In February 1994, Fiumara was released from prison and quickly assumed control of the New Jersey faction. Fiumara's old rival, John DiGilio, was murdered by the Genovese family in 1988. The previous head of the New Jersey faction, consigliere, Louis "Bobby" Manna was imprisoned in 1989 for conspiracy to murder Gambino crime family boss John Gotti. Another rival, Lucchese crime family capo Anthony Accetturo, had been demoted by his boss and was in hiding. Fiumara was now completely in charge.

=="Powerhouse"==
By the mid-1990s Tino Fiumara was recognized as a "Mafia powerhouse" in New Jersey. In 1996, Coppola became a fugitive to avoid prosecution for a 1977 New Jersey murder. Fiumara and Coppola continued to communicate throughout the later part of the 1990s, as Coppola still played an active role in the leadership of the Fiumara crew; Coppola's reputation and close association with Fiumara allowed him to continue making money while in hiding.

In April 1999, Fiumara was returned to prison on a parole violation. To meet with Genovese superiors and associates in New York City, Fiumara had been driven to the meetings hiding in car trunks. Fiumara was to be released in 2002, however in 2003, Fiumara received another eight-month parole violation. Fiumara had been in contact with Coppola, still a fugitive, and failed to report the contact to law enforcement.

On November 30, 2005, the body of Genovese mobster Lawrence Ricci was found in a car trunk in New Jersey. It was rumored that Fiumara approved Ricci's murder because he had refused to plead guilty in an ongoing racketeering trial.

In 2009, The New York Times reported that former New Jersey federal prosecutor and New Jersey gubernatorial candidate Chris Christie was a step-nephew to Fiumara's older brother. Christie told the Times that he first learned about Fiumara at age 15 from a newspaper article.
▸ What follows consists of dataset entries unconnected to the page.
PR #1896, opened 2023-02-20
PMax Assets - Update Google Ads library v12

jorgemd24:

Closes part of #1780.

This PR updates the branch  [feature/pmax-assets](https://github.com/woocommerce/google-listings-and-ads/tree/feature/pmax-assets)  with the new Google Ads library version (v12). See commit: [4c44730](https://github.com/woocommerce/google-listings-and-ads/commit/4c4473062a8befcac4a38b7e4987c356c9eedadb) 

Also, it merges the branch `develop` into  `feature/pmax-assets` so we include the rest of the changes.

### Creating campaign
1. Go to GLA-> Dashboard
2. Create a campaign
3. Choose a final URL and add some assets.
4. Click "Launch Paid Campaign"
5. If your local domain matches the Merchant center URL, the campaign should be created successfully with the assets.

### Editing campaign
1. Choose a campaign with an existing asset group
2. Click on "Edit" the campaign, go to the assets section.
3. Edit some assets.
4. Click Save changes
5. The assets should be saved.

### Changelog entry

>


mikkamp (approved):
I've had some trouble testing this PR.

First of all I tried testing with several images over 1MB although the total never reached more than 10MB. Somehow as soon as I surpass 1MB I get the following exception:

```
Automattic\WooCommerce\GoogleListingsAndAds\Vendor\GuzzleHttp\Exception\ClientException: Client error: `POST https://localhost:5500/google/google-ads/v12/customers/123456789/googleAds:mutate` resulted in a `413 Payload Too Large` response:
{"statusCode":413,"error":"Request Entity Too Large","message":"Payload content length greater than maximum allowed: 104 (truncated...)
```

Problem however is that the Google Gax library tries to convert the exception data, but the error contains a basic string `Request Entity Too Large`. There have been some recent [fixes here](https://github.com/googleapis/gax-php/blob/v1.19.0/src/ApiException.php#L310) however that sets `basicMessage` to null, and when the create function is called it's expected to be a string.

```
[21-Feb-2023 15:30:13 UTC] PHP Fatal error:  Uncaught TypeError: Google\ApiCore\ApiException::create(): Argument #1 ($basicMessage) must be of type string, null given, called in google-listings-and-ads/vendor/google/gax/src/ApiException.php on line 194 and defined in google-listings-and-ads/vendor/google/gax/src/ApiException.php:242
Stack trace:
#0 google-listings-and-ads/vendor/google/gax/src/ApiException.php(194): Google\ApiCore\ApiException::create()
#1 google-listings-and-ads/vendor/google/gax/src/ApiException.php(315): Google\ApiCore\ApiException::createFromRestApiResponse()
#2 google-listings-and-ads/vendor/google/gax/src/Transport/RestTransport.php(168): Google\ApiCore\ApiException::createFromRequestException()
#3 google-listings-and-ads/vendor/guzzlehttp/promises/src/Promise.php(204): Google\ApiCore\Transport\RestTransport->Google\ApiCore\Transport\{closure}()
#4 google-listings-and-ads/vendor/guzzlehttp/promises/src/Promise.php(153): Automattic\WooCommerce\GoogleListingsAndAds\Vendor\GuzzleHttp\Promise\Promise::callHandler()
```

After removing some images, the next one I discovered was:
> Final url and shopping merchant url does not have the same domain.

That was easy enough to resolve but the next error was:
> Error editing asset group: Marketing image asset for a valid asset group is not enough.

Took me a while to realize that because I removed larger images I was no longer sending any images in the size `marketing_image`. Once that was added again the request worked.

So while it doesn't look like the Ads library v12 is changing anything or causing any errors. There is a slight behaviour difference in the Google Gax library which upgraded from 1.13.0 > 1.19.0. Both versions struggle with the error that's thrown, but it results in the wrong error being reported in the dashboard:
image

I finally realized why I'm unable to use more than 1MB, it's because I'm also using this proxy for testing, and it also needs the payload maxBytes set: https://github.com/woocommerce/google-listings-and-ads/blob/2.3.10/tests/proxy/index.js#L55-L57

So while I think this PR can get merged, I just wanted to document the struggles when testing. I am worried about error handling from our middleware. It's expecting to get the error in a certain format because it sent a request to the Ads API, but if the error actually comes from the middleware failing then it's not handled as expected. Maybe we should log a follow up issue to see if we can resolve that. We do already have a [custom error_handler](https://github.com/woocommerce/google-listings-and-ads/blob/2.3.10/src/Internal/DependencyManagement/GoogleServiceProvider.php#L196) so maybe the missing piece is to ensure it's an error the Ads library can handle if that's where the request came from. Probably also something to cover in unit tests, as the different error exception format doesn't seem to be covered in our unit tests nor in the Google Gax unit tests.

jorgemd24:
Thanks @mikkamp for testing this PR and the elaborated details.

>Problem however is that the Google Gax library tries to convert the exception data, but the error contains a basic string Request Entity Too Large. There have been some recent [fixes here](https://github.com/googleapis/gax-php/blob/v1.19.0/src/ApiException.php#L310) however that sets basicMessage to null, and when the create function is called it's expected to be a string.

When I tried the maximum payload using the Google Ads library v11, the message was not `null`, it threw the first letter from the Error Response, in our case the letter `R`  and I was handling the error in the following way:

https://github.com/woocommerce/google-listings-and-ads/blob/b6c6e786a2d898f44018ebdc327d6523d7765b1e/src/API/Google/AdsAssetGroup.php#L370-L372

image


> After removing some images, the next one I discovered was:
> Final url and shopping merchant url does not have the same domain.

It was mentioned in the PR description but maybe was not clear enough. 

> Error editing asset group: Marketing image asset for a valid asset group is not enough.
> Took me a while to realize that because I removed larger images I was no longer sending any images in the size marketing_image. Once that was added again the request worked.

Didn't the front end prevent updating the asset group if the minimum image quantity was not filled correctly? 

> I finally realized why I'm unable to use more than 1MB, it's because I'm also using this proxy for testing, and it also needs the payload maxBytes set: https://github.com/woocommerce/google-listings-and-ads/blob/2.3.10/tests/proxy/index.js#L55-L57

Ah! I did not test it using that proxy. I will update the maxBytes value there.

> We do already have a [custom error_handler](https://github.com/woocommerce/google-listings-and-ads/blob/2.3.10/src/Internal/DependencyManagement/GoogleServiceProvider.php#L196) so maybe the missing piece is to ensure it's an error the Ads library can handle if that's where the request came from.

We could check if the response contains the header [request-id](https://developers.google.com/google-ads/api/rest/auth#request_id) if so we throw the ApiException otherwise we could throw a ProxyException.  WDYT?

mikkamp:
> When I tried the maximum payload using the Google Ads library v11, the message was not null, it threw the first letter from the Error Response, in our case the letter R and I was handling the error in the following way:

Yes that's correct, because with V11 it was using [Google Gax 1.13.0](https://github.com/googleapis/gax-php/blob/v1.13.0/src/ApiException.php#L302) which didn't have the null fallback but instead incorrectly uses an array index on a string. It pretty much does the following:
```php
$foo = 'Request entity too large'';
$bar = $foo['error'];
var_dump( $bar );
```
Which on PHP 7.4 throws a warning and then just results in the first letter from the string being assigned to `$bar`. However I was testing it with PHP 8.0 which turns that into a fatal error (meaning it never reaches the code where you handle the entity too large error). They fixed that fatal in [Google Gax 1.19.0](https://github.com/googleapis/gax-php/blob/v1.19.0/src/ApiException.php#L310) by setting the message to null, but that's an incorrect fix since it results in a [type mismatch in a later function call](https://github.com/googleapis/gax-php/blob/v1.19.0/src/ApiException.php#L243). Probably something we should report in their code as well so it can be fixed there.

> It was mentioned in the PR description but maybe was not clear enough.

Yes I saw it, but figured I'd continue as is so I could also test error handling.

> Didn't the front end prevent updating the asset group if the minimum image quantity was not filled correctly?

Yes it did, but I cloned the request into postman to play around with different combinations and better understand how the request was handled.

> We could check if the response contains the header [request-id](https://developers.google.com/google-ads/api/rest/auth#request_id) if so we throw the ApiException otherwise we could throw a ProxyException. WDYT?

Yes something along those lines would be good. I've seen it in the past where error messages only returned the first letter, but we've never got round to resolving it properly. Now that it generates a fatal on PHP 8 it's a must to fix though, and I'd like the scenario covered in a unit test, in case there are further changes in the Google Gax library further down the line.

jorgemd24:
Thanks for the explanation @mikkamp,

>Yes something along those lines would be good. I've seen it in the past where error messages only returned the first letter, but we've never got round to resolving it properly. Now that it generates a fatal on PHP 8 it's a must to fix though, and I'd like the scenario covered in a unit test, in case there are further changes in the Google Gax library further down the line.

I opened an [issue](https://github.com/woocommerce/google-listings-and-ads/issues/1902) that includes a possible solution. If my assumptions are correct, I will be happy to implement it and cover the scenario with some tests.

Christie said he met Fiumara once at a family gathering and another time at a Texas prison, long before becoming a federal prosecutor in 2002. On November 3, 2009, Chris Christie was elected governor.

As a known associate and supporter of longtime Genovese crime family boss Vincent Gigante, Fiumara had played an important role within the Genovese crime family's New Jersey faction for more than 30 years. For 15 years Fiumara had been recognized as the head of the New Jersey rackets for the Genovese crime family and in the last several years he was seen as a future candidate for boss of the Genovese family. Up until his death, Fiumara was involved in New Jersey rackets and was a power within the family.

Fiumara died on September 16, 2010, of cancer.